*INSTRUCTIONS FOR THE TASK:*
Lines from the beginning of the data below through the one containing "lfitchett, line 348: It" are to be printed exactly as they appear.
+===+
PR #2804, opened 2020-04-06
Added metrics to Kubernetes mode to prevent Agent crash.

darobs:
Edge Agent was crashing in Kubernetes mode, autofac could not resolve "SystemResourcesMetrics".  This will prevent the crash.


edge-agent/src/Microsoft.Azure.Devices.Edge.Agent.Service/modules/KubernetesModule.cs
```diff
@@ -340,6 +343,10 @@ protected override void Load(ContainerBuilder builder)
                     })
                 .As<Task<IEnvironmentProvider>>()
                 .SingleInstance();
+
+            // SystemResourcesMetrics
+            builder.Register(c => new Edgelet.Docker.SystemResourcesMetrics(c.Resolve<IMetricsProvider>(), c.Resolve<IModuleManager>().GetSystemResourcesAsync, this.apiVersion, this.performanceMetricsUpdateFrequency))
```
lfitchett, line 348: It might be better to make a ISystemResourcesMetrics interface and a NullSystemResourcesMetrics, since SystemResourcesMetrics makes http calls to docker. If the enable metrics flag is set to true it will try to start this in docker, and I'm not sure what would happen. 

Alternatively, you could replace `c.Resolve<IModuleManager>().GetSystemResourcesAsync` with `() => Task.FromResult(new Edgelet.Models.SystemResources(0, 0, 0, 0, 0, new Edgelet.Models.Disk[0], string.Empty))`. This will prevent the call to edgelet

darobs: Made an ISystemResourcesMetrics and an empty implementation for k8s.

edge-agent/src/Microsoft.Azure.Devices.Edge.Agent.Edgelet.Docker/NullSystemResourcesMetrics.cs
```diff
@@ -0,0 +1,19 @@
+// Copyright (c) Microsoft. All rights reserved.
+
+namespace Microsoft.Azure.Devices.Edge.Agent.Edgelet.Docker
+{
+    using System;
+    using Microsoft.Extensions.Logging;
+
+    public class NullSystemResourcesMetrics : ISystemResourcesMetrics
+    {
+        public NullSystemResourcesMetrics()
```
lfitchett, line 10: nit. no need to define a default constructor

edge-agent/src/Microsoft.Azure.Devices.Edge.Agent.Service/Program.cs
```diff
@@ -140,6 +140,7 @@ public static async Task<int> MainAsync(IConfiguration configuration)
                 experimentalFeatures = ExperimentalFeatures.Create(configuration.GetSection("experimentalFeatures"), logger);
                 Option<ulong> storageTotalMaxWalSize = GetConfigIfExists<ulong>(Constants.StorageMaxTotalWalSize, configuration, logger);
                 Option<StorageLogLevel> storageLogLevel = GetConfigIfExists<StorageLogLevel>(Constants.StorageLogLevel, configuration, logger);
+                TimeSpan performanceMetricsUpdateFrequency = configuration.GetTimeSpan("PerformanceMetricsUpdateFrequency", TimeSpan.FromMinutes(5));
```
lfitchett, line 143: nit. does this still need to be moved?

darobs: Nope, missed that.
+===+
*RESPONSE:*
PR #2804, opened 2020-04-06
Added metrics to Kubernetes mode to prevent Agent crash.

darobs:
Edge Agent was crashing in Kubernetes mode, autofac could not resolve "SystemResourcesMetrics".  This will prevent the crash.


edge-agent/src/Microsoft.Azure.Devices.Edge.Agent.Service/modules/KubernetesModule.cs
```diff
@@ -340,6 +343,10 @@ protected override void Load(ContainerBuilder builder)
                     })
                 .As<Task<IEnvironmentProvider>>()
                 .SingleInstance();
+
+            // SystemResourcesMetrics
+            builder.Register(c => new Edgelet.Docker.SystemResourcesMetrics(c.Resolve<IMetricsProvider>(), c.Resolve<IModuleManager>().GetSystemResourcesAsync, this.apiVersion, this.performanceMetricsUpdateFrequency))
```
lfitchett, line 348: It might be better to make a ISystemResourcesMetrics interface and a NullSystemResourcesMetrics, since SystemResourcesMetrics makes http calls to docker. If the enable metrics flag is set to true it will try to start this in docker, and I'm not sure what would happen. 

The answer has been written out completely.